Data items:
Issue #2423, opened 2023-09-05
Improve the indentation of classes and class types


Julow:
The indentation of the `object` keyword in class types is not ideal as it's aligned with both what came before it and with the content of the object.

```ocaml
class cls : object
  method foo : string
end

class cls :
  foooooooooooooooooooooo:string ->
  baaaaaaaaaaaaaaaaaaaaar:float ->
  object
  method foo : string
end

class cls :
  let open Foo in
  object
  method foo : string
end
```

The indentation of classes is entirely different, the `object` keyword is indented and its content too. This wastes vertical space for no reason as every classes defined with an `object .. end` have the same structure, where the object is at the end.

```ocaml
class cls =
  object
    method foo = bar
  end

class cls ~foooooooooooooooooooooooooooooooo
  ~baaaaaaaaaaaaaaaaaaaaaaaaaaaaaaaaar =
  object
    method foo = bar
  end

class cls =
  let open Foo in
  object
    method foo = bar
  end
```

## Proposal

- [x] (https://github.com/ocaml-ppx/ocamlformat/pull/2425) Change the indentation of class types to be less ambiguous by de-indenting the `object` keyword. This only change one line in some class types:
==
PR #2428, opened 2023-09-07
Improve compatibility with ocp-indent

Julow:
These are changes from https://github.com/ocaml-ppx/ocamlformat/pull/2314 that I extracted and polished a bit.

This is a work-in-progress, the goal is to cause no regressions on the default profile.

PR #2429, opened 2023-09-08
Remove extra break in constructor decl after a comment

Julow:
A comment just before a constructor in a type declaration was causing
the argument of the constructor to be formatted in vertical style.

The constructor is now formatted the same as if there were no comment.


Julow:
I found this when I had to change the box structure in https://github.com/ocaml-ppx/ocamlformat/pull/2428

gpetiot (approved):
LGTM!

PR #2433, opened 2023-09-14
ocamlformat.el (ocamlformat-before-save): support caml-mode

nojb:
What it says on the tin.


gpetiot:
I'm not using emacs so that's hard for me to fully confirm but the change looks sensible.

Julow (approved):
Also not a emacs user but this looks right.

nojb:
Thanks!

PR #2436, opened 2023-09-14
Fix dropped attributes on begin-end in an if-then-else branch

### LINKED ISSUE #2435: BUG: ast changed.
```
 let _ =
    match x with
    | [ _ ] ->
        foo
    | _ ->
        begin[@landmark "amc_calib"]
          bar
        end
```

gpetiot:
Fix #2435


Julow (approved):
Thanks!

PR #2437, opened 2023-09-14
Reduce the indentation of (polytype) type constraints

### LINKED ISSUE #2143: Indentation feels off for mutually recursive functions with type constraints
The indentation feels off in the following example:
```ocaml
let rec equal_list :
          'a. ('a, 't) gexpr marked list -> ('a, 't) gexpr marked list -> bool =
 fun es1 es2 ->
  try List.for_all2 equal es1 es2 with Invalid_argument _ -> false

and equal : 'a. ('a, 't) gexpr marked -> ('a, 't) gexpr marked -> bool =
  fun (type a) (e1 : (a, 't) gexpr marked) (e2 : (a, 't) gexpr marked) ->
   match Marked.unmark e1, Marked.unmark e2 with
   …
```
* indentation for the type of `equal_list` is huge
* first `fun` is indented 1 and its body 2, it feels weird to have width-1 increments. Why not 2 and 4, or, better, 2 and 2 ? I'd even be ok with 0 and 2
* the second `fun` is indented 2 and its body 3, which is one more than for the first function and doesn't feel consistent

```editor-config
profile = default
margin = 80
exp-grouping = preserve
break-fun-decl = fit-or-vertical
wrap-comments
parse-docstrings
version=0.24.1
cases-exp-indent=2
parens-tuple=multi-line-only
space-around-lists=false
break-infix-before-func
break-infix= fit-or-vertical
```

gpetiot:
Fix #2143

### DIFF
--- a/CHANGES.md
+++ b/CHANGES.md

- [YOUR TASK] Search the entries above for the string "ocamlformat". Copy each line that holds it.

- [OUTPUT FOR THIS EXERCISE]
- [x] (https://github.com/ocaml-ppx/ocamlformat/pull/2425) Change the indentation of class types to be less ambiguous by de-indenting the `object` keyword. This only change one line in some class types:
These are changes from https://github.com/ocaml-ppx/ocamlformat/pull/2314 that I extracted and polished a bit.
I found this when I had to change the box structure in https://github.com/ocaml-ppx/ocamlformat/pull/2428
ocamlformat.el (ocamlformat-before-save): support caml-mode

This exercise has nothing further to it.